L’UE nobellisée fait des remous dans l’eurosceptique Norvège
La riche et eurosceptique Norvège, belle entreprise assise sur d’immenses réserves en hydrocarbures, ne connaît pas la crise du continent qui subit de plein fouet cures d'austérité et troubles sociaux.
Alors, quand le Nobel revient à l’Union, inutile de préciser que l’idée de l’ingérence dans le débat sur l’adhésion revient vite à la surface.
Sans vouloir mettre de l’huile sur le feu, le président de la Commission européenne José Manuel Barroso a estimé que la distinction avait «d'autant plus de valeur» qu'elle venait d'un pays non-membre.
Certes, mais les Norvégiens n'y voient qu’une chose : le choix du comité Nobel ravive plutôt les tensions autour de la question de l'adhésion à l’UE, refusée deux fois de suite par référendum, en 1972 et 1994. Et aujourd’hui ? Ils seraient, selon plusieurs sondages, 80% à y être opposés.
En 1994, le «non» était passé d’un cheveu (52,2%).
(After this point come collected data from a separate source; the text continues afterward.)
Issue #3628, opened 2021-01-22
2021.01-RC6 - OpenCSG S/W rendering significantly slower


MichaelAtOz:
I use S/W rendering, accessing a W7 VM (on real W7 box via VMWare), from Debian via FreeRDP.
As without S/W rendering it only supports OpenGL V1 and preview is not good.

For simple models it works well, for complex models and higher resolution/preview-panel-size it is slow.

In 2019.05 in a 'normal' preview size a complex model took many seconds to render, as in paint, the preview, ie change front view to top view, many seconds.
In 2021.01-RC6 it is unusable, it is as if it is continuing to repaint but not finishing, then repainting again, the GUI is very unresponsive, it gets the hourglass & 'Not Responding' repeatedly, typing a short-cut, eg Alt-F may sometimes work after many seconds, but often not.

To get a measure, I had to arrange a small preview size.
![Capture-tiny-review-2019-blank](https://user-images.githubusercontent.com/1972961/105436071-a4938f00-5cb2-11eb-804d-602160b22279.JPG)

Note that this is not F5-preview time, that is 
```Compile and preview finished.
Total rendering time: 0 hours, 0 minutes, 0 seconds
```
The design as .csg is 
[For Dyson Cinetic - v7-03-dodgy-2021.zip](https://github.com/openscad/openscad/files/5854259/For.Dyson.Cinetic.-.v7-03-dodgy-2021.zip)

With 2019.05 after F5, it paints, clicking View-all or changing to other views takes ~4s to repaint.

With 2021.01-RC6 (`Total rendering time: 0:00:00.939`) after F5, it paints, View-all is slow

Here is a recording.
[clip0041.zip](https://github.com/openscad/openscad/files/5854275/clip0041.zip)
At 0:29 (18:29:09 on the clock at the top) you can see 2019.05 View-all takes ~4s.
With 2021.01-RC6, clicking View-all is at 1:12 (18:29:52), ... 4:59 (18:33:37) repaint finishes.
That is 10 frames/s video time & clock time seem out a bit.
So based on clock time, 4s v's 255s, ~64 times longer.
Time is proportional to preview window size, at a reasonable size it is ~14s, v's I had dinner and it didn't finish.

MichaelAtOz:
Could someone please have a look at this prior to release cut-off?


I think it is also repainting to often, such as associated with how it repaints when moving/resizing windows, it could benefit with deferred/skipped repaints if repaint time is a significant portion of a UI event-loop.

[...]

PR #3904, opened 2021-09-26
Default convexity to 10.

jordanbrown0:
Also, in linear extrude, allow "h" as an alias for "height".

This is pretty straightforward, but I'd like to discuss a little.  In particular, I'm wondering about adding a $convexity so that those who are nostalgic for rendering artifacts can easily globally set $convexity=1.

Questions:

Is there a better place for the definitions of DEFAULT_CONVEXITY and QUOTE/QUOTED?  (Note that QUOTE/QUOTED are defined in several other places; it would be nice to commonize them.)

If adding $convexity, and even if not, it'd be nice to commonize the "get convexity parameter and default it to DEFAULT_CONVEXITY" pattern.  Is there a good place to put such a helper function?

The sample I happened to pick to standardize on uses `static_cast<int>`, but as far as I can tell a simple `(int)` would work too.  Is there a reason to prefer one over the other?

### DIFF
--- a/src/cgaladv.cc
+++ b/src/cgaladv.cc
@@ -42,6 +42,7 @@ static AbstractNode* builtin_minkowski(const ModuleInstantiation *inst, Argument
 	
 	Parameters parameters = Parameters::parse(std::move(arguments), inst->location(), {"convexity"});
 	node->convexity = static_cast<int>(parameters["convexity"].toDouble());
+    if (node->convexity <= 0) node->convexity = DEFAULT_CONVEXITY;
 
 	return children.instantiate(node);
 }
@@ -62,6 +63,7 @@ static AbstractNode* builtin_resize(const ModuleInstantiation *inst, Arguments a
 
 	Parameters parameters = Parameters::parse(std::move(arguments), inst->location(), {"newsize", "auto", "convexity"});
 	node->convexity = static_cast<int>(parameters["convexity"].toDouble());
+    if (node->convexity <= 0) node->convexity = DEFAULT_CONVEXITY;
 	node->newsize << 0,0,0;
 	if ( parameters["newsize"].type() == Value::Type::VECTOR ) {
 		const auto &vs = parameters["newsize"].toVector();
--- a/src/import.cc
+++ b/src/import.cc
@@ -112,9 +112,9 @@ static AbstractNode* do_import(const ModuleInstantiation *inst, Arguments argume
 			node->layername = "";
 		}
 	}
-	node->convexity = (int)parameters["convexity"].toDouble();
 
-	if (node->convexity <= 0) node->convexity = 1;
+	node->convexity = static_cast<int>(parameters["convexity"].toDouble());
+    if (node->convexity <= 0) node->convexity = DEFAULT_CONVEXITY;
 
 	const auto &origin = parameters["origin"];
 	node->origin_x = node->origin_y = 0;
--- a/src/linearextrude.cc
+++ b/src/linearextrude.cc
@@ -55,7 +55,7 @@ Parameters parse_parameters(Arguments arguments, const Location& location)
 	{
 		Parameters normal_parse = Parameters::parse(arguments.clone(), location,
 			{"file", "layer", "height", "origin", "scale", "center", "twist", "slices", "segments"},
-			{"convexity"}
+			{"convexity", "h"}
 		);
 		if (normal_parse["height"].isDefined()) {
 			return normal_parse;
@@ -69,7 +69,7 @@ Parameters parse_parameters(Arguments arguments, const Location& location)
 	// then assume it should be the height.
 	return Parameters::parse(std::move(arguments), location,
 		{"height", "file", "layer", "origin", "scale", "center", "twist", "slices", "segments"},
-		{"convexity"}
+		{"convexity", "h"}
 	);
 }
 
@@ -92,13 +92,14 @@ static AbstractNode* builtin_linear_extrude(const ModuleInstantiation *inst, Arg
 
 	if (parameters["height"].isDefined()) {
 		parameters["height"].getFiniteDouble(node->height);
-	}
+	} else if (parameters["h"].isDefined()) {
+		parameters["h"].getFiniteDouble(node->height);
+    }
 
 	node->layername = parameters["layer"].isUndefined() ? "" : parameters["layer"].toString();
 
-	double tmp_convexity = 0.0;
-	parameters["convexity"].getFiniteDouble(tmp_convexity);
-	node->convexity = static_cast<int>(tmp_convexity);
+	node->convexity = static_cast<int>(parameters["convexity"].toDouble());
+    if (node->convexity <= 0) node->convexity = DEFAULT_CONVEXITY;
 
 	bool originOk = parameters["origin"].getVec2(node->origin_x, node->origin_y);
 	originOk &= std::isfinite(node->origin_x) && std::isfinite(node->origin_y);
@@ -117,9 +118,6 @@ static AbstractNode* builtin_linear_extrude(const ModuleInstantiation *inst, Arg
 		node->center = parameters["center"].toBool();
 
 	if (node->height <= 0) node->height = 0;
-
-	if (node->convexity <= 0)
-		node->convexity = 1;
 
 	if (node->scale_x < 0) node->scale_x = 0;
 	if (node->scale_y < 0) node->scale_y = 0;
@@ -190,9 +188,7 @@ std::string LinearExtrudeNode::toString() const
 	if (!(this->has_slices && this->has_segments)) {
 		stream << ", $fn = " << this->fn << ", $fa = " << this->fa << ", $fs = " << this->fs;
 	}
-	if (this->convexity > 1) {
-		stream << ", convexity = " << this->convexity;
-	}
+    stream << ", convexity = " << this->convexity;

A l’époque, l’adhésion de la Suède et de la Finlande avait un peu désamorcé les blocages des Norvégiens vis-à-vis de l’organisation européenne.
Un prix qui fait des vagues
Oslo a ainsi vu le 8 décembre 2012 défiler quelques centaines de Norvégiens, à l'appel de dizaines d'organisations hétéroclites, derrière ce slogan : «L'UE, pas un prix de la Paix de notre temps.» D’autres, comme le Conseil norvégien de la Paix, qui honore chaque année les lauréats, a refusé le choix du Comité Nobel, car «à cause de ses implications militaires, l’UE est une lauréate indigne».
Quant à la cérémonie, boycottée et critiquée par les eurosceptiques, comme ceux du parti centriste ou du groupe Nei til EU («Non à l'UE», 30.000 adhérents), qui compte huit ministres dans ses rangs, elle vient récompenser; selon eux, des politiques incompatibles avec le Nobel. Pour Nei til EU, la politique de défense est contraire à l'idée de démilitarisation, la crise favorise les «émeutes et l'extrémisme», une politique commerciale agressive pour les pays pauvres et le rejet des réfugiés, entre autres maux.
Un comité piloté par un europhile
Les détracteurs du prix pointent également que le président du comité Nobel, Thorbjoern Jagland, est très europhile – il a publié Mon rêve européen, en 1990 et est secrétaire général du Conseil de l’Europe – et qu’il aurait imposé son point de vue dans le comité. Comment ? En profitant de l’absence pour maladie du très eurosceptique Aagot Valle. Car le Nobel est attribué par un comité indépendant d’une poignée (cinq membres désignés par le Parlement norvégien) d’anciens hommes politiques.
Le spécialiste politique Bernt Aardal explique que «dans le débat norvégien, le rôle de l'UE comme faiseuse de paix n'a jamais été central» historiquement. Selon lui, «même chez les partisans d'une adhésion, c'est généralement l'argumentaire économique qui prédomine».
Pas de candidature prévue dans un avenir proche
Donc, avec la crise, l’entrée de la Norvège dans l’UE est bien mal partie. Et le Mouvement pour l'Europe l’a bien compris. Il milite aujourd’hui pour des rapprochements. A vrai dire, ils existent déjà. La Norvège est en effet membre de l'espace Schengen et de l'Espace économique européen. Ce qui implique non seulement la libre circulation dans les Etats membres mais aussi l’application de nombreuses directives européennes.
Quoi qu’il en soit, ce ne sont pas les législatives de septembre 2013 en Norvège, souveraine seulement depuis 1905, qui changeront grand-chose pour une nouvelle candidature, renvoyée aux calendes grecques.